Differences between the structures of bacterial, archaeal, and eukaryotic ribosomes account for the selective action of antibiotics. Even minor variations in the structure of ribosomes of different bacterial species may lead to idiosyncratic, species-specific interactions of the drugs with their targets. Although crystallographic structures of antibiotics bound to the peptidyl transferase center or the exit tunnel of archaeal (Haloarcula marismortui) and bacterial (Deinococcus radiodurans) large ribosomal subunits have been reported, it remains unclear whether the interactions of antibiotics with these ribosomes accurately reflect those with the ribosomes of pathogenic bacteria. Here we report X-ray crystal structures of the Escherichia coli ribosome in complexes with clinically important antibiotics of four major classes, including the macrolide erythromycin, the ketolide telithromycin, the lincosamide clindamycin, and a phenicol, chloramphenicol, at resolutions of â¼3.3 Ã -3.4 Ã . Binding modes of three of these antibiotics show important variations compared to the previously determined structures.
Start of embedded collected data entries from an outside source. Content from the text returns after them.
PR #689, opened 2023-07-12
Install prebuild hugo binary from GitHub

jpopelka:
It's not in EPEL.

### DIFF
--- a/files/install-hugo.yaml
+++ b/files/install-hugo.yaml
@@ -3,10 +3,10 @@
   hosts: all
   tasks:
     - name: Install hugo
-      ansible.builtin.dnf:
-        name:
-          - hugo
-        state: latest
+      ansible.builtin.unarchive:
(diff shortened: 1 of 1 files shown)


mfocko (approved):
I should finish the Docusaurus migration, we wouldn't need Zuul :grin:

files/install-hugo.yaml
```diff
@@ -3,11 +3,10 @@
...
     - name: Install hugo
-      ansible.builtin.dnf:
-        name:
-          - hugo
-        state: latest
-      become: true
+      ansible.builtin.unarchive:
+        src: https://github.com/gohugoio/hugo/releases/download/v0.98.0/hugo_extended_0.98.0_Linux-64bit.tar.gz
+        remote_src: true
+        dest: /usr/bin/
```
mfocko, line 9: Btw, don't you need `become: true`, here? Since it's in `/usr/bin/`?

jpopelka: yup, that was it, thanks!

PR #693, opened 2023-07-14
feat(examples): add example of archive with submodules

mfocko:
Closes packit/packit#1992

### DIFF
--- a/content/docs/Configuration/examples.md
+++ b/content/docs/Configuration/examples.md
@@ -73,6 +73,16 @@ create-archive:
 ```
 {{< /details >}}
 
+{{< details title="Creating archive with git submodules" >}}
+```yaml
+create-archive:
+  - git submodule update --init
+  # Create an archive file with the ‹pkg› directory prefix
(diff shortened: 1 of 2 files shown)


lachmanfrantisek (approved):
Thanks!

content/docs/Configuration/examples.md
```diff
@@ -73,6 +73,16 @@ create-archive:
 ```
 {{< /details >}}
 
+{{< details title="Creating archive with git submodules" >}}
+```yaml
+create-archive:
+  - git submodule update --init
+  # Create an archive file with the ‹pkg› directory prefix
+  - bash -c 'git ls-files --recurse-submodules | tar --transform "s|^|pkg/|" -caf .packit/pkg.tar.gz -T-'
+  - echo '.packit/pkg.tar.gz'
```
junaruga, line 82: I think you need to remove `.packit/` in the 2 commands above too. In my case, there is `.packit` directory` in the repository. But there is not `.packit` directory generally in a repository.

PR #696, opened 2023-07-17
ci: fix token permissions for deploying

mfocko:


mfocko:
I guess it's late now :/ don't sue me :eyes:

PR #702, opened 2023-07-20
fix: enable usage charts

mfocko:


.github/workflows/deploy.yml
```diff
@@ -21,6 +21,11 @@ jobs:
       - name: Import the nested docs
         run: make import
 
+      - name: Generate newer usage graphs
+        run: |
+          pip3 install click requests pygal
+          python3 files/generate_usage.py
```
lachmanfrantisek, line 27: Nice! I don't need to update manually..;)

lbarcziova (approved):
:clap:

lachmanfrantisek (approved):

.github/workflows/deploy.yml
mfocko: It will be a bit messy when running locally. It seems to run with each `make run-dev`, maybe we'll need to adjust it a bit.

mfocko:
GH Action has been changed, need to merge manually…

PR #705, opened 2023-07-24
pull-from-upstream: document retrigger in job definition

TomasTomecek:
this was the first place I looked for it


mfocko (approved):
We should probably support api tokens and triggering via CLI

PR #714, opened 2023-08-15
Fix example of changelog-entry action

lbarcziova:
As discused in https://github.com/packit/packit/issues/2042, this is needed so that the macro is expanded.


nforro (approved):
Thanks!

lachmanfrantisek (approved):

Biochemical and structural evidence also indicates that interactions of telithromycin with the E. coli ribosome more closely resembles drug binding to ribosomes of bacterial pathogens. The present data further argue that the identity of nucleotides 752, 2609, and 2055 of 23S ribosomal RNA explain in part the spectrum and selectivity of antibiotic action.
Structures of the Escherichia coli ribosome with antibiotics bound near the peptidyl transferase center explain spectra of drug action.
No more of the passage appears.